I set up a new tank solely for my snow white bee shrimps. FYI: these are SSSS Bee shrimps and are Pure White, not golden. They are Caridina, and not to be confused with Snowball shrimps, which are Neo-Caridinas.

Its a 2.5 gallon with Fluval Stratum, sponge filter, small hob filter, and a piece of spiral driftwood in the middle. I planted a small piece of water sprite (something for them to hide in) and some subwassertang floating around in it.

I put 10 Snow Bees in this tank to start with and dosed the tank with Eros that was about 3 weeks ago that I set it up. I just noticed this am, that one of the females is berried 

I just brought in a "Flower" Mosura for this tank and didn't see this female was berried until I was watching the Mosura and she appeared from under the driftwood.

Guess she wanted to see what all the fuss was about? Is that a new man in town...hhhmmmnn, like the pretty flower on his head...hhhmmmnn!  Just wait till I get out of this baggy dress and we can go dancing 

So for those of you who have asked if this product works.....OH YES it does!


----------



## Greg_o

bettaforu said:


> So for those of you who have asked if this product works.....OH YES it does!


A flawed conclusion if there ever was one.


----------



## pat3612

I recieved 10 yellows from Igor about 3 weeks ago out of those ten 6 have saddles and 2 are berried and I did not use anything just put them in a heavy algae ridden tank.  I think that if they are from a good line and kept properly you shouldnt have to spray anything in the tank does anyone know whats in that stuff or how it affects shrimp down the line.


----------



## coldmantis

yellows are a little different from crs, I started out with 11 yellows a couple of months ago maybe around 3-4 months and now I have 100+, I had them in a tank with co2 at full blast and dosing fertz everyday. something as easy as yellows/cherries can't be compared to crs.


----------



## pat3612

If your crs are not getting berried doesnt that mean there is something else wrong and even if this stuff works whos to say the young ones will live and if they do then you sell them to someone else do they have to use the spray .


----------



## coldmantis

my crs are berried, I think last time I checked is 3, but I used the spray so I can get more berried because the survival rate for crs no matter the conditions are very low around 50% so the more berried the more shrimplets and with the survival rate a better chance.


----------



## bettaforu

I think you are getting confused!

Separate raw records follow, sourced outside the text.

PR #1889, opened 2021-07-06
ESLint rules for imports and semicolons

### LINKED ISSUE #1888: ESLint rules for import ordering and semicolon requirements
**Problem**
Our current ESLint ruleset is extremely sparse; we should have some solid ESLint rules in place that manage low-level code formatting requirements.

- Organize `import` statements:
https://github.com/benmosher/eslint-plugin-import/blob/master/docs/rules/order.md

This is the ruleset I'd like to use:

Eros is a product that helps shrimps *molt properly *and once that happens, the mature females then become saddled and ready for breeding. It also depends on your PH levels too. I never did get any CRS to breed for me until I used the Fluval Stratum soil to bring my PH down to 6.6, and also started dosing with Eros.

Now I have had 4 births, resulting in over 50+ babies all surviving in my one tank, and today noticed 2 of my females are again berried, and someone just had more babies, cause I have tiny little new ones clinging to the glass.

Just because you use this product in your tank does not mean that any babies born will need this....it has nothing to do with that. Babies will/and do die for various reasons, but if they make it to adulthood, then they are obviously healthy individuals.

Eros does not work well on other shrimps types, and to compare Neo Yellows (which breed just like cherries) to CRS is just not feasable. Crystal shrimps are much harder to breed especially the higher grades...they require a lot of different things to be in place for a successful breeding program, as I am sure a lot of seasoned hobbyists on here will tell you.

Whatever is in the Eros it works for my shrimp tanks....if anyone else is not getting the same results then maybe they should be looking at something else going on in their tanks, too high PH, GH or KH out of whack, ammonia spikes etc. Maybe they have a tank full of males, or full of females only...that can happen.

I will continue to dose my CRS tanks as I believe the product is helping the shrimps molt properly, whether they get berried or not is up to the males in my tank to do their part


----------